Where did Erdős propose that a simple nonbipartite graph with $m$ edges and $n$ vertices contains a triangle when $m>\frac{1}{4}(n-1)^2+1$?

Question

The following theorem seems to be well-known; it can be found in Bondy and Murty's book Graph Theory (GTM 244,Page 306, Exercise 12.2.7), where the authors of the book attribute it to Erdős, but do not specify the source. I would like to inquire about which article by Erdős obtains it.

Theorem 1. Let $G$ be a simple nonbipartite graph with $m>\frac{1}{4}(n-1)^2+1$ (where $m$ and $n$ are the numbers of edges and vertices, respectively). Then $G$ contains a triangle.

P.S. we can see the proof in Prove that : $f(n) \le \frac{1}{4}(n-1)^2+1 $

Answer 1

Through my research, this result came from the paper below.

• Erdős, On a theorem of Rademacher-Turán. Illinois J. Math, 1962, 122-127.

We can download in https://static.renyi.hu/~p_erdos/1962-09.pdf.

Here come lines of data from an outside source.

PR #715, opened 2026-05-28
Fix SchemaValidation branch checkout

hl662:
## TL;DR

The Platform - Validation ADO pipeline handles PR runs and manual branch runs differently. PR runs can preserve the full source branch through `System.PullRequest.SourceBranch`, but manual and other non-PR runs fall back to `Build.SourceBranchName`, which drops everything before the final slash and breaks branch checkout for names like `scott/north-arrows`. This PR switches the fallback to the full build source ref, strips only the `refs/heads/` prefix, and fetches the requested branch before checkout so both paths use the right BisSchemas branch.

## What

| Asset | Why it exists |
|---|---|
| `tools/SchemaValidation/imodel-native-tests.yaml` | Replaces the non-PR fallback from `Build.SourceBranchName` to `Build.SourceBranch`, then strips only `refs/heads/`, so manual and other non-PR runs keep full branch names like `scott/north-arrows` instead of collapsing them to `north-arrows`. |
| `tools/SchemaValidation/imodel-native-tests.yaml` | Changes the branch switch step from a plain `git checkout %BRANCH_NAME%` to `git fetch origin "%BRANCH_NAME%"` followed by `git checkout -B "%BRANCH_NAME%" FETCH_HEAD`, so the pipeline can check out the requested branch even when the local BB-created clone does not already have that ref. |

Lemma 1 in the paper is the result we are referring to. In addition, Erdős said that the result was found jointly by Gallai and himself and also found by Andrásfai independently. So in a paper titled Strong Turán Stability, the authors stated that the result was proven by Andrásfai, Erdős, and Gallai.

It has been independently re-discovered several times. For example,

• Amin, K., J. Faudree, R. J. Gould and E. Sidorowicz, On the non-(p −1)-partite Kp-free graphs, Discuss. Math. Graph Theory 33 (2013), pp. 9–23.

• Hanson, D. and B. Toft, k-saturated graphs of chromatic number at least k, Ars Combin. 31 (1991), pp. 159–164.

• Kang, M. and O. Pikhurko, Maximum Kr+1-free graphs which are not r-partite, Mat. Stud. 24 (2005), pp. 12–20.